Manhã de quinta-feira, 19 de Janeiro: Manuel Carvalho da Silva chega à sede da CGTP, na Rua Victor Cordón. Pede desculpa pelo atraso. Tem um ar cansado: "Acordei afónico." Combate a rouquidão mascando pastilhas. A uma semana do congresso da central sindical que será o cenário da sua saída como secretário-geral, tem uma agenda sobrecarregada. "Sinto-me óptimo, mesmo muito bem", garante quando entramos na sua sala de trabalho. Um espaço de paredes brancas, que fica ofuscado com a intensidade da luz do sol de Inverno.

Aos seus pés, Carvalho da Silva tem o azul do Tejo. Ao fundo, na outra margem do rio, entre a bruma sobressai a imagem escura de um guindaste da Lisnave. Sai da sala em busca de fotocópias. Empilhados estão vários livros. Uma olhadela rápida evidencia um interesse caleidoscópico.
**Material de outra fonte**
PR #1609, opened 2021-11-19
Show current manuals instead of old if not connected to server

eijawerner:


eijawerner:
Only opened this PR for testing out something, closing it.

PR #2461, opened 2020-02-13
Allow credentials to be provided as part of /flows api

knolleary:

## Proposed changes

This PR allows credentials to be included as part of the `/flows` end point.

For example:

```
curl --header "Node-RED-API-Version: v2" \
     --header "Content-Type: application/json" \
     --request POST \
     --data '{"flows":[{"id":"12e1febf.0d0201","type":"tab","label":"Flow 1","disabled":false,"info":""},{"id":"6a4f931.ab6016c","type":"http request","z":"12e1febf.0d0201","name":"","method":"GET","ret":"txt","paytoqs":false,"url":"","tls":"","persist":false,"proxy":"","authType":"basic","x":430,"y":120,"wires":[[]]}],"credentials":{"6a4f931.ab6016c":{"user":"foo","password":"bar"}}}' http://localhost:1880/flows
```

This does a complete replacement of the credentials in the runtime - it cannot be used to incrementally update only some of the credentials. That will come in a future update.

This is an alternative implement to #2414  which addresses an issue with that implement where it would save the credentials *after* restarting the flow configuration.

### DIFF
--- a/packages/node_modules/@node-red/runtime/lib/api/flows.js
+++ b/packages/node_modules/@node-red/runtime/lib/api/flows.js
@@ -57,6 +57,8 @@ var api = module.exports = {
     * Sets the current flow configuration
     * @param {Object} opts
     * @param {User} opts.user - the user calling the api
+    * @param {Object} opts.flows - the flow configuration: `{flows: [..], credentials: {}}`
+    * @param {Object} opts.deploymentType - the type of deployment - "full", "nodes", "flows", "reload"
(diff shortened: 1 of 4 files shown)


knolleary:
Thanks for the review @HiroyasuNishiyama 

I decided to play safe with the arguments just in case someone is embedding node-red and accesses this API directly. It isn't meant to be a public API, but if we can avoid breaking existing users, then that is best - especially as this is an API change going into the maintenance release that we would not normally do.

Representação Política, o Caso Português em Perspectiva Comparada , de André Freire e José Manuel Leite Viegas, está ao lado de Arquivo do Meu Pensamento , recordações de um mineiro, de Manuel Patrício; a denúncia de Os Atrasos da Justiça , de Conceição Gomes, convive com a esperança de 25 Perspectivas para o Futuro , da Quercus. A sua saída do sindicalismo não é uma despedida da participação social. Advinha-se um "até amanhã".

Um desejo "longo"

"O meu desejo de sair da central já é longo, em 2004 já podia ter saído", revela. "Estamos em queda violenta, preocupa-me a situação geral, mas não a situação da CGTP", admite. Aos 64 anos, na direcção da Intersindical desde 1986, então como coordenador e a partir de 1999 no cargo de secretário-geral, já viveu e viu muito. "Está lá há tempo de mais, tirando o Alberto João Jardim, é uma das personalidades que há mais tempo permanece à frente de uma organização", observa um amigo que solicita o anonimato. "O seu ciclo está esgotado." Mas o seu ciclo foi perene em consequências. "Em 1988 [na greve geral conjunta, com a UGT, contra o Governo de Cavaco Silva], ele compreendeu que o êxito de uma greve geral era superior ao somatório das duas centrais", continua a mesma fonte. Daí a aproximação à UGT, recordação que, na quinta-feira, 19 de Janeiro de 2012, não deixa de ser irónica, quando as duas centrais marcaram um inesperado rendez-vous na barra de um tribunal, por causa das declarações de João Proença após a assinatura do acordo de concertação social pela UGT.

"Na comissão executiva da CGTP muitos não estávamos à altura do seu pensamento estratégico, tem uma racionalidade política muito intuitiva, equilibra tendências diferentes", recorda Ulisses Garrido, antigo responsável de Informação e Propaganda da CGTP. "Carvalho da Silva também percebeu que uma organização sindical tem de se aprofundar, ligar às universidades, estar em formação permanente", observa.

Criar um espaço próprio

Como ele. De operário, montador electricista, a doutorado em Sociologia, estudando nas horas livres. Um caminho entretanto seguido por outros quadros da Intersindical. "Ele foi evoluindo, até criar um espaço próprio, o que não é fácil em política e muito menos no PCP. Em termos sindicais criou o seu próprio espaço e a sua margem de manobra", comenta um ex-camarada de partido. "O ter estudado, evoluído, garantiu-lhe a independência presente e futura, e por ter vindo da fábrica não têm por onde pegar." Carvalho da Silva está imune à "sedução" dos aparelhos. Tem vida para além do sindicalismo.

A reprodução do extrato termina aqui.